(Stored data)
***
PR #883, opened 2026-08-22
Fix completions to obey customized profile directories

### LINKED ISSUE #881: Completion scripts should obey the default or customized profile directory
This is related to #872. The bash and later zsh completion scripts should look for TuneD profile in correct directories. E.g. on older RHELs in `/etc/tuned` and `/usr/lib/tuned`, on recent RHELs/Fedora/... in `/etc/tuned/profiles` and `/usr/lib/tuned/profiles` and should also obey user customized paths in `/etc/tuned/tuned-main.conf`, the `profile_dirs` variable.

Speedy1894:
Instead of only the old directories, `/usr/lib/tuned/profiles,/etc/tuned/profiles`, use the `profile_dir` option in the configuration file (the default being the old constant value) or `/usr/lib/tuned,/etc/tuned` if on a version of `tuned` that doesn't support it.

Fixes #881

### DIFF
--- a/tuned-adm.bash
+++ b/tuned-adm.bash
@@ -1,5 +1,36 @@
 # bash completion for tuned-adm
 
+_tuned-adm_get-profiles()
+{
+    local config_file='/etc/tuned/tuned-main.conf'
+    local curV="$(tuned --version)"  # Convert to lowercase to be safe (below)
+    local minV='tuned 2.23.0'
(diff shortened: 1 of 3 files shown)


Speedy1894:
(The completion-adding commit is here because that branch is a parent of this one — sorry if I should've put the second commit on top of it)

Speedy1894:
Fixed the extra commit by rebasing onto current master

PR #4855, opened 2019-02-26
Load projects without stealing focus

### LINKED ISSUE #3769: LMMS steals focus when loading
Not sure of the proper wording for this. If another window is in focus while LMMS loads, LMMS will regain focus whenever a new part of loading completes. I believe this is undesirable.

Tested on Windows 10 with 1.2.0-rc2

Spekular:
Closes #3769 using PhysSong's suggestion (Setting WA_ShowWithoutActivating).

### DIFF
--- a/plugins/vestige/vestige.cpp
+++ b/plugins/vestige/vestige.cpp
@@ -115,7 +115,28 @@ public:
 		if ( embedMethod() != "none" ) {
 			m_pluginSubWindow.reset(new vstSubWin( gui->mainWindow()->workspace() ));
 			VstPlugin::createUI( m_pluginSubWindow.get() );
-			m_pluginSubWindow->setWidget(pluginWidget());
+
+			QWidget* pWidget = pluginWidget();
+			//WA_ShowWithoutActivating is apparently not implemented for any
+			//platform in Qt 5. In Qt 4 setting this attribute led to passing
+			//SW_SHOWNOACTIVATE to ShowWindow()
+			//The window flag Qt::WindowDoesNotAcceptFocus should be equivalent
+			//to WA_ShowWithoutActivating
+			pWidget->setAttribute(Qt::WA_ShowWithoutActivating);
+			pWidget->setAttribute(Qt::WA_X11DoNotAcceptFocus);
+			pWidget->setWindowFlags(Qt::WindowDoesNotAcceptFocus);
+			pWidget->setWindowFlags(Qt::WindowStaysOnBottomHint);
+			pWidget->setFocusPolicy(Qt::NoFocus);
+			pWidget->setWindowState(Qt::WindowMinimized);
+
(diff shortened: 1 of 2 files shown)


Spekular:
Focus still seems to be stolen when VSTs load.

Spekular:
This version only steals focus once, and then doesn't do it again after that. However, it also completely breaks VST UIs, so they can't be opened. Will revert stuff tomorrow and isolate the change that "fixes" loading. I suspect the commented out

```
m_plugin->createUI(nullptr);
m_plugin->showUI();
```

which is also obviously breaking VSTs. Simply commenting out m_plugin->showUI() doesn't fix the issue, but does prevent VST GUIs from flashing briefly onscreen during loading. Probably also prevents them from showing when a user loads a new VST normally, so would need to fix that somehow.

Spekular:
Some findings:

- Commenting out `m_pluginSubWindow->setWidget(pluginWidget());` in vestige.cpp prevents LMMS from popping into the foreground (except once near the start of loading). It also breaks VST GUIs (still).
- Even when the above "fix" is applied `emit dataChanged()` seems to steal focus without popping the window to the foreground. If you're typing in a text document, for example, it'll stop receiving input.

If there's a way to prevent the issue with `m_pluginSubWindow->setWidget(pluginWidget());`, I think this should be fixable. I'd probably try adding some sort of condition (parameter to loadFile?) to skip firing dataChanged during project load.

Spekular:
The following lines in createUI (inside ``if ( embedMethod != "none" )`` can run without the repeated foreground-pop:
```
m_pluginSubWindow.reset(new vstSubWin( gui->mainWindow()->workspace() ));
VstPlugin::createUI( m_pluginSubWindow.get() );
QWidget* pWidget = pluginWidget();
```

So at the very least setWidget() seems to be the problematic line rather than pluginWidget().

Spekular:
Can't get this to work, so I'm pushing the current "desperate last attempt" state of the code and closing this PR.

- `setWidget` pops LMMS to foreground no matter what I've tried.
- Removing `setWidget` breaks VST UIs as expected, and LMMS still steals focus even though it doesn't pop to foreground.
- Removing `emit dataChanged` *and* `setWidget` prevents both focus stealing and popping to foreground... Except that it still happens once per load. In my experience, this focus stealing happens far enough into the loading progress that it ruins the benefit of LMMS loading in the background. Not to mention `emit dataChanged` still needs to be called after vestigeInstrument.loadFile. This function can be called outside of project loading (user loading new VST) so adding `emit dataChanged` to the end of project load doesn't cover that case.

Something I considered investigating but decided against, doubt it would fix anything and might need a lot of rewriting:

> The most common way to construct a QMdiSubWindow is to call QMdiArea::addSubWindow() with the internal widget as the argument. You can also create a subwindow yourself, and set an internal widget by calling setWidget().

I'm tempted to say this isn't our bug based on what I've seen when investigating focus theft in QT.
***
__Work required__.
Gather each line in these records that contains the string "LINKED".

__Reply to the exercise__.
### LINKED ISSUE #881: Completion scripts should obey the default or customized profile directory
### LINKED ISSUE #3769: LMMS steals focus when loading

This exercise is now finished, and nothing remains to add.